1 Color Silk Screen Printing Press Machine. Adjustable and what all would i need all materials needed ? to get started to make a shirt with this and how would i go about adding more colors if i wonted to make a 2 or more colors to my shirt...


----------



## MR.NEED ANSWERS (Jul 14, 2008)

Jasonda said:


> Search the forums for "leather", there have been a few topics about screen printing it in the past.


 
i did ...

i looked it up before i even asked my question about leather ...

and there have only been about 3 threads about leather from the search list and they are really short with NO true info about it about how to do it or if it can be done or not etc. 



well thinks anyway Jasonda for trying to help atleast


----------



## Daniel Slatkin (Jun 25, 2008)

I have had success using Forever Ink jet dark paper on leather.


----------



## MR.NEED ANSWERS (Jul 14, 2008)

Daniel Slatkin said:


> I have had success using Forever Ink jet dark paper on leather.


 

So you have done an image or picture onto both ...light & dark color leather ? if so what colors have you done it onto?

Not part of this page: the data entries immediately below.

PR #8408, opened 2024-12-11
[MM-57409] Notify error sharing on iOS

Willyfrog:
Ticket: [MM-57409](https://mattermost.atlassian.net/browse/MM-57409)

Approach to solve it:
1. a local notification for failure is scheduled. 
1. the device tries to share
   1. If the share action succeeds, the notification is removed from the queue
   1. if the share action is known to fail, we remove the notification and launch a new one immediately
   1. if the share action takes too long, notification kicks in and next time we remove attempts to keep trying.

Why such a complex approach:
- iOS might kill the share action process, by having this queued notification we'll ensure the user doesn't expect it to be shared
- iOS waits for up to 9 days for the user to come online to try and do the sharing action, while this might be fine for other apps, it goes a bit against the timing expected by our users. I set up a 5 min deadline, but we can change it to something else (bigger/smaller)
- we don't have control on when the share action is executing

Context:
- This is only for iOS. Since the code path is very different we can process this and I'll tackle Android as soon as possible, depending on other priorities.
- Timeout needs to be defined.
- The message should be reviewed. I kept a vague message for the scheduled notification since there could be a number of issues at play, but it can definitely be improved.

Pending:
- There are no tests for this part and I'm not sure how to do them, so any pointers would be great.
- Localization, since this is not part of the regular app, I haven't yet done any localization.
- Android.
- Unit testing.
- allow users to specify their own timeout within some sensible range. This could be discussed if it makes sense.

#### Checklist

- [ ] Has UI changes

#### Device Information
iOS simulator

#### Screenshots

CleanShot 2024-12-11 at 15 58 03@2x

#### Release Note

```release-note
Improved error notification when sharing on iOS
```

[MM-57409]: https://mattermost.atlassian.net/browse/MM-57409?atlOrigin=eyJpIjoiNWRkNTljNzYxNjVmNDY3MDlhMDU5Y2ZhYzA5YTRkZjUiLCJwIjoiZ2l0aHViLWNvbS1KU1cifQ


ios/Gekidou/Sources/Gekidou/Networking/ShareExtension+Delegate.swift
```diff
@@ -176,6 +184,14 @@ extension ShareExtension: URLSessionDataDelegate {
...
         let total = data.totalFiles
         let count = data.fileIds.count
+        if let timeout = data.failTimeout, timeout < Date() {
+            backgroundSession?.invalidateAndCancel()
+            os_log(
+                "Mattermost BackgroundSession: postMessageIfUploadFinished session %{public}@ timed out",
+                session.configuration.identifier ?? "no identifier"
+            )
+            return
+        }
```
enahum, line 194: shouldn't this be done after checking if the last file was actually uploaded? because if that is the case, this is cancelling the whole thing instead of just posting the message

ios/Gekidou/Sources/Gekidou/Networking/ShareExtension+Post.swift
```diff
@@ -56,6 +61,7 @@ extension ShareExtension {
                                 filename,
                                 id
                             )
+                            return "There was an error when trying to upload. Please try again"
```
enahum, line 64: before the other two returns you added a `notifyFailureNow` call, but not here, why?

ios/Gekidou/Sources/Gekidou/Networking/ShareExtension.swift
```diff
@@ -36,18 +41,27 @@ struct UploadSessionData {
...
             message: message,
-            totalFiles: totalFiles
+            totalFiles: totalFiles,
+            failNotificationID: failNotificationID,
+            failTimeout: failTimeout
         )
     }
 }
 
+// TODO: setup some configuration for allowing users to figure out the right ammount of time to wait.
```
enahum, line 60: I don't think we should allow the user to set this, we should come up with a number that makes sense.. maybe an hour or so

ios/Gekidou/Sources/Gekidou/Networking/ShareExtension.swift
```diff
@@ -36,18 +41,27 @@ struct UploadSessionData {
...
+let SHARE_TIMEOUT: Double = 120 // change to 300
+let NETWORK_ERROR_MESSAGE: String = "Mattermost App couldn't acknowledge the message was posted due to network conditions, please review and try again"
+let FILE_ERROR_MESSAGE: String = "The shared file couldn't be processed for sharing"
```
enahum, line 63: Ideally this would be localized. You can check the code in the Share Extension around the Views on how is done with the use of NSLocalizedString or String.localizedString.

ios/Gekidou/Sources/Gekidou/Networking/ShareExtension.swift
```diff
@@ -146,4 +164,65 @@ public class ShareExtension: NSObject {
             }
         }
     }
+    
+    func scheduleFailNotification(timeout: Double = SHARE_TIMEOUT, description: String = NETWORK_ERROR_MESSAGE) -> String {
+        let failNotification = UNMutableNotificationContent()
+        failNotification.title = "Share content failed"
```
enahum, line 170: this should also be localized.

enahum (changes requested):
Additionally, what happens when:
1. The use taps on the notification that was presented.
2. The user has the application opened when the notification triggers
3. Tap on the notification inside the app as shown in 2.

ios/Gekidou/Sources/Gekidou/Networking/ShareExtension+Delegate.swift
Willyfrog: Yup! The reason is that we already told the user that the sharing failed due to a timeout. Since we can't control when this happens this could be a day later making things confusing. So we cancel the first opportunity we have

ios/Gekidou/Sources/Gekidou/Networking/ShareExtension.swift
Willyfrog: That's cool with me too. O just didn't feel entitled to make a decision on either option

ios/Gekidou/Package.resolved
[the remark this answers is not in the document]
Willyfrog: I'll remove them, they were added by mistake

Willyfrog:
> Additionally, what happens when:
> 
> 1. The use taps on the notification that was presented.
> 2. The user has the application opened when the notification triggers
> 3. Tap on the notification inside the app as shown in 2.

for 1 and 3, it opens the app.
2 is not showing, seems I need to also handle the local notification within the app, right? I'll work on that next as well as the translations and update the PR.

pavelzeman:
GIthub clean up - this has been opened for a while, are we still doing this?
Would it make sense to either close or move to Draft?

Willyfrog:
I don't have the option to move back to draft, but I need time to figure out why the translations werent working.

Plus without white film on it....like this quote below says?



whitesideentp said:


> It only looked good on light colored leathers. The dark transfer paper leaves a white background and does look all that good.
> .


 
if so what is the name and where do you buy that kind of paper from ...and would i need any different kind of ink other them pigment ink for it to work on leather using this kind of paper...

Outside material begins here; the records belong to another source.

PR #8417, opened 2024-12-16
MM-59652 Add unit tests to actions/websocket/channel

jwilander:
#### Summary
Add unit tests to actions/websocket/channel increasing coverage to 94.33%.

#### Ticket Link
https://mattermost.atlassian.net/browse/MM-59652

#### Checklist

- [ ] Has UI changes

#### Device Information
This PR was tested on: n/a

#### Screenshots
n/a

#### Release Note

```release-note
NONE
```

### DIFF
--- a/app/actions/websocket/channel.test.ts
+++ b/app/actions/websocket/channel.test.ts
@@ -1,0 +1,577 @@
+// Copyright (c) 2015-present Mattermost, Inc. All Rights Reserved.
+// See LICENSE.txt for license information.
+
+import {addChannelToDefaultCategory, handleConvertedGMCategories} from '@actions/local/category';
+import {markChannelAsViewed, removeCurrentUserFromChannel, setChannelDeleteAt, storeMyChannelsForTeam, updateChannelInfoFromChannel, updateMyChannelFromWebsocket} from '@actions/local/channel';
+import {storePostsForChannel} from '@actions/local/post';
+import {fetchMyChannel, fetchChannelById, fetchMissingDirectChannelsInfo} from '@actions/remote/channel';
+import {fetchPostsForChannel} from '@actions/remote/post';
+import {fetchRolesIfNeeded} from '@actions/remote/role';
+import {fetchUsersByIds, updateUsersNoLongerVisible} from '@actions/remote/user';
+import {leaveCall} from '@calls/actions/calls';
+import {getCurrentCall} from '@calls/state';
+import {General} from '@constants';
+import DatabaseManager from '@database/manager';
+import {deleteChannelMembership, getChannelById, getCurrentChannel, prepareMyChannelsForTeam} from '@queries/servers/channel';
+import {setCurrentTeamId, getCurrentChannelId, getCurrentTeamId, getConfig} from '@queries/servers/system';
+import {getCurrentUser, getTeammateNameDisplay, getUserById} from '@queries/servers/user';
+import EphemeralStore from '@store/ephemeral_store';
+
+import {handleChannelCreatedEvent, handleChannelUnarchiveEvent, handleChannelConvertedEvent, handleChannelUpdatedEvent, handleChannelViewedEvent, handleMultipleChannelsViewedEvent, handleChannelMemberUpdatedEvent, handleChannelDeletedEvent, handleDirectAddedEvent, handleUserAddedToChannelEvent, handleUserRemovedFromChannelEvent} from './channel';
+
+import type ServerDataOperator from '@database/operator/server_data_operator';
+
+jest.mock('@database/manager');
+jest.mock('@store/ephemeral_store');
+jest.mock('@actions/local/category');
+jest.mock('@actions/remote/channel');
+jest.mock('@actions/remote/role');
+jest.mock('@actions/remote/post');
+jest.mock('@actions/remote/user');
+jest.mock('@actions/local/channel');
+jest.mock('@actions/local/post');
+jest.mock('@queries/servers/channel');
+jest.mock('@queries/servers/system');
+jest.mock('@queries/servers/user');
+jest.mock('@calls/actions');
+jest.mock('@actions/local/user');
+jest.mock('@utils/log');
+jest.mock('@calls/state');
+jest.mock('@calls/actions/calls');
+
+const serverUrl = 'baseHandler.test.com';
+
+describe('WebSocket Channel Actions', () => {
+    let msg: any;
+    let operator: ServerDataOperator;
+
+    const teamId = 'teamid1';
+    const channelId = 'channelid1';
+    const userId = 'userid1';
+
+    beforeEach(async () => {
+        await DatabaseManager.init([serverUrl]);
+        operator = DatabaseManager.serverDatabases[serverUrl]!.operator;
+        msg = {
+            data: {
+                team_id: teamId,
+                channel_id: channelId,
+                channel: JSON.stringify({id: channelId, type: General.PRIVATE_CHANNEL, team_id: teamId}),
+            },
+            broadcast: {
+                channel_id: channelId,
+                userId,
+                user_id: userId,
+            },
+        };
+        DatabaseManager.getActiveServerUrl = jest.fn().mockResolvedValue(serverUrl);
+    });
+
+    afterEach(async () => {
+        await DatabaseManager.destroyServerDatabase(serverUrl);
+        jest.restoreAllMocks();
+    });
+
+    describe('handleChannelCreatedEvent', () => {
+        it('should handle channel created event', async () => {
+            (EphemeralStore.creatingChannel as boolean) = false;
+            (getChannelById as jest.Mock).mockResolvedValue(null);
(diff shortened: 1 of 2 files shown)


app/actions/websocket/channel.ts
```diff
@@ -328,7 +328,7 @@ export async function handleUserAddedToChannelEvent(serverUrl: string, msg: any)
 
             loadCallForChannel(serverUrl, channelId);
         } else {
-            const addedUser = getUserById(database, userId);
```
jwilander, line 331: @larkox I noticed this was checking against the existence of the returned promise instead of the user. Could this potentially be the cause of some issues we've seen with user added to channel events?

enahum (approved):

app/actions/websocket/channel.ts
enahum: Nice catch!!

larkox: Great catch indeed. About what it might solve, I don't think it is any "terrible" issue. It is just the logic to get a missing user that has been added to the channel. And that is probably "autofixed" by the at mention in the "added to channel" post.

app/actions/websocket/channel.test.ts
```diff
@@ -0,0 +1,577 @@
...
+        it('should handle channel created event', async () => {
+            (EphemeralStore.creatingChannel as boolean) = false;
+            (getChannelById as jest.Mock).mockResolvedValue(null);
+            (fetchMyChannel as jest.Mock).mockResolvedValue({channels: [{}], memberships: [{}]});
+            (prepareMyChannelsForTeam as jest.Mock).mockResolvedValue([[]]);
+            (addChannelToDefaultCategory as jest.Mock).mockResolvedValue({models: []});
+
+            await handleChannelCreatedEvent(serverUrl, msg);
+
+            expect(getChannelById).toHaveBeenCalled();
```
larkox, line 85: This is more a implementation detail that something to really test.

app/actions/websocket/channel.test.ts
```diff
@@ -0,0 +1,577 @@
...
+
+    afterEach(async () => {
+        await DatabaseManager.destroyServerDatabase(serverUrl);
+        jest.restoreAllMocks();
+    });
+
+    describe('handleChannelCreatedEvent', () => {
+        it('should handle channel created event', async () => {
+            (EphemeralStore.creatingChannel as boolean) = false;
+            (getChannelById as jest.Mock).mockResolvedValue(null);
```
larkox, line 78: `getChannelById` won't return null. It will return a channel or undefined.

app/actions/websocket/channel.test.ts
```diff
@@ -0,0 +1,577 @@
...
+            (fetchMyChannel as jest.Mock).mockResolvedValue({channels: [{}], memberships: [{}]});
+            (prepareMyChannelsForTeam as jest.Mock).mockResolvedValue([[]]);
+            (addChannelToDefaultCategory as jest.Mock).mockResolvedValue({models: []});
```
larkox, line 81: I am not a great fan of such heavy mocking for two main reasons:
- The data is not real
- Changes beyond this file may not make the test break (integration testing vs pure unit testing)

It is a more philosophical discussion, so I am 0/5 on whether this require any change.

app/actions/websocket/channel.test.ts
```diff
@@ -0,0 +1,577 @@
...
+
+            await handleChannelCreatedEvent(serverUrl, msg);
+
+            expect(getChannelById).toHaveBeenCalled();
+            expect(fetchMyChannel).toHaveBeenCalledWith(serverUrl, teamId, channelId, true);
+            expect(prepareMyChannelsForTeam).toHaveBeenCalled();
```
larkox, line 87: This also look like an implementation detail than something to test.

app/actions/websocket/channel.test.ts
```diff
@@ -0,0 +1,577 @@
...
+            expect(addChannelToDefaultCategory).toHaveBeenCalled();
+        });
+
+        it('should handle channel created event - no channels', async () => {
+            (EphemeralStore.creatingChannel as boolean) = false;
+            (getChannelById as jest.Mock).mockResolvedValue(null);
+            (fetchMyChannel as jest.Mock).mockResolvedValue({channels: null, memberships: [{}]});
```
larkox, line 94: fetch my channel will never return null in `channels`. What it can return is an object `{error: 'some error'}`, but not an object like this.

app/actions/websocket/channel.test.ts
```diff
@@ -0,0 +1,577 @@
...
+
+            await handleChannelCreatedEvent(serverUrl, msg);
+
+            expect(getChannelById).toHaveBeenCalled();
+            expect(fetchMyChannel).toHaveBeenCalledWith(serverUrl, teamId, channelId, true);
+            expect(prepareMyChannelsForTeam).toHaveBeenCalled();
+            expect(addChannelToDefaultCategory).toHaveBeenCalled();
+        });
+
+        it('should handle channel created event - no channels', async () => {
```
larkox, line 91: I find off that we create a test for no channels, but we don't create a test for no memberships.

app/actions/websocket/channel.test.ts
```diff
@@ -0,0 +1,577 @@
...
+            expect(prepareMyChannelsForTeam).toHaveBeenCalled();
+            expect(addChannelToDefaultCategory).not.toHaveBeenCalled();
+        });
+
+        it('should return if creatingChannel is true', async () => {
+            (EphemeralStore.creatingChannel as boolean) = true;
+
+            await handleChannelCreatedEvent(serverUrl, msg);
+
+            expect(getChannelById).not.toHaveBeenCalled();
```
larkox, line 122: We are checking here for a implementation detail. We should be checking the effect of the function instead (whether the channel gets added to the database, for example).

app/actions/websocket/channel.test.ts
```diff
@@ -0,0 +1,577 @@
...
+            await handleChannelConvertedEvent(serverUrl, msg);
+
+            expect(EphemeralStore.isConvertingChannel).toHaveBeenCalledWith(channelId);
+            expect(fetchChannelById).toHaveBeenCalled();
+            expect(operator.handleChannel).toHaveBeenCalled();
+        });
+
+        it('should handle channel converted event - no channel', async () => {
+            (EphemeralStore.isConvertingChannel as jest.Mock).mockReturnValue(false);
+            (fetchChannelById as jest.Mock).mockResolvedValue({channel: null});
```
larkox, line 169: `fetchChannelById` will never return a null channel.

larkox (commented):
The tests are technically correct, but I am not a big fan of them. I added a few comments, but I haven't reviewed all the tests (I trust they will be technically correct in the same way).

Let me know if you want to keep the tests like this and I will finish my review taking that into consideration, or if you want to improve the tests.

app/actions/websocket/channel.test.ts
jwilander: What else would we check for? The function returns nothing.

app/actions/websocket/channel.test.ts
jwilander: >The data is not real

The data isn't real in any test. Even if it's more of an integration test somewhere there needs to be mock/fake data. We could make the data more realistic for these tests but it's not required by the implementation of the function so I don't see the point.

>Changes beyond this file may not make the test break (integration testing vs pure unit testing)

These should be unit tests imo and only focused on testing the functionality in the related functions for the most part. The unit tests of other files should cover their functionality. Then we have E2E tests to cover integration. I feel that having every test be an integration test would be overkill and make the tests too fragile but I'm open to having my mind changed.

Thoughts @enahum ?

app/actions/websocket/channel.test.ts
larkox: handleChannelCreatedEvent should add the channel in the message to the database, so that should be what we test for.

Testing for that is tricky too, of course. But should be possible to just call getChannelById ourselves on the test. But maybe the heavy mocking may make things not go 100% through. 0/5

Either way, for this particular comment, we can directly skip it. In other places, where we are saying "getChannelById should not have been called", we may want to check other options.

jwilander: Right but then we're not testing what this function is doing we're also testing what other functions are doing. I suppose it comes down to if we want unit or integration tests - which we can discuss in this chain https://github.com/mattermost/mattermost-mobile/pull/8417#discussion_r1888262021

app/actions/websocket/channel.test.ts
jwilander: Continued the conversation here https://hub.mattermost.com/private-core/pl/dqauz7iohbdquratstmojgtyer

jwilander:
@larkox I seemed to have kicked a hornet's nest in regards to pure vs integration style unit tests. While that's getting figured out I'd rather not hold up this PR as it helps us move towards our coverage goals. I made some updates based on your feedback - can you take another look? Unless there's major blockers I'd like to get this merged and then we can revisit after the discussion completes

larkox (approved):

plus do you have any pictures of your finished image onto leather so that i can see how they came out?


----------



## Daniel Slatkin (Jun 25, 2008)

MR.NEED ANSWERS said:


> So you have done an image or picture onto both ...light & dark color leather ? if so what colors have you done it onto?
> 
> Plus without white film on it....like this quote below says?
> 
> ...


I did a portrait on a Black leather jacket about two months ago, the guy still comments on how good it looks. 

As far as the white area I use a plotter to contour cut the design then weed out all the white areas.

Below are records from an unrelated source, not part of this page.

PR #8421, opened 2024-12-17
Update dependencies and upgrade to RN 0.76.5

enahum:
#### Summary
Upgrade all dependencies (the app should be tested in its entirety) and upgraded to React Native 0.76.5, still blocked to switch to the new arch by the navigation library

#### Ticket Link
https://mattermost.atlassian.net/browse/MM-60562

#### Release Note
```release-note
NONE
```


app/components/channel_bookmarks/channel_bookmark/bookmark_icon.tsx
```diff
@@ -60,7 +60,7 @@ const BookmarkIcon = ({emoji, emojiSize, emojiStyle, file, genericStyle, iconSiz
             name='book-outline'
             size={22}
             color={theme.centerChannelColor}
-            style={genericStyle}
+            style={genericStyle as StyleProp<TextStyle>}
```
larkox, line 63: In several files we are doing this, and the prop is only used to then be casted. Shouldn't we change the type directly in the prop?

app/components/post_draft/uploads/index.tsx
```diff
@@ -109,21 +109,21 @@ function Uploads({
...
+    }, [errorHeight, uploadFileError]);
 
     useEffect(() => {
         if (files.length) {
             containerHeight.value = CONTAINER_HEIGHT_MAX;
             return;
         }
         containerHeight.value = CONTAINER_HEIGHT_MIN;
-    }, [files.length > 0]);
+    }, [containerHeight, files.length]);
```
larkox, line 120: Nitpick:

If we create a new variable `hasFiles`, we might not run this effect so often, and may be slightly more intention revealing. (Not that this is neither hard to understand or has any performance issue though)

```
const hasFiles = Boolean(files.length);

useEffect(() => {
    if (hasFiles) {...}
    ...
}, [containerHeight, hasFiles]);
```

app/components/post_list/date_separator/index.tsx
```diff
@@ -13,7 +13,7 @@ import {typography} from '@utils/typography';
 
 type DateSeparatorProps = {
     date: number | Date;
-    style?: StyleProp<ViewStyle>;
+    style?: StyleProp<TextStyle>;
```
larkox, line 16: In order to make this type safe, you can use the Intersection utility type we have like this:

```
style?: StyleProp<Intersection<TextStyle, ViewStyle>>;
```

That way, we don't need the casting, and we make sure we don't pass styles that may create issues.

app/components/post_list/post_list.tsx
```diff
@@ -130,7 +130,7 @@ const PostList = ({
             return false;
         }
         return posts[0]?.id !== lastPostId;
-    }, [posts[0]?.id, lastPostId]);
+    }, [lastPostId, posts]);
```
larkox, line 133: Probably this memo is not needed at all (it is memoizing a boolean value and doing a pretty fast operation). But 0/5 on whether it is desirable to change it in this PR.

The Paper is Forever Ink jet Dark
I use a 4880 hybrid printer set up with chromoblast ink.

You can find all these supplies at Silk Screening Supplies .com, screen printing equipment, silk screen printing kits

sorry I do not have any pics.


----------



## MR.NEED ANSWERS (Jul 14, 2008)

Daniel Slatkin said:


> I did a portrait on a Black leather jacket about two months ago, the guy still comments on how good it looks.
> 
> As far as the white area I use a plotter to contour cut the design then weed out all the white areas.
> 
> ...


 


THIINKS ALOT ....when you say portrait do you mean like family portrait ...or do you mean like trees ,mountains ,lake, horses etc ?


----------



## Daniel Slatkin (Jun 25, 2008)

I mean a Picture of his wife


----------



## MR.NEED ANSWERS (Jul 14, 2008)

Daniel Slatkin said:


> I mean a Picture of his wife


 

My bad i think that i might have ask the question the wrong way what i really mean is was it from a pigment ink transfer or plastisol transfer


and also was it the picture scanned from a real picture or drawing or sketch or from a painting ?


----------



## Daniel Slatkin (Jun 25, 2008)

The image was taken directly from digital camera, Chromoblast ink is a sublimation ink. Opaque printed vinyl transfer. 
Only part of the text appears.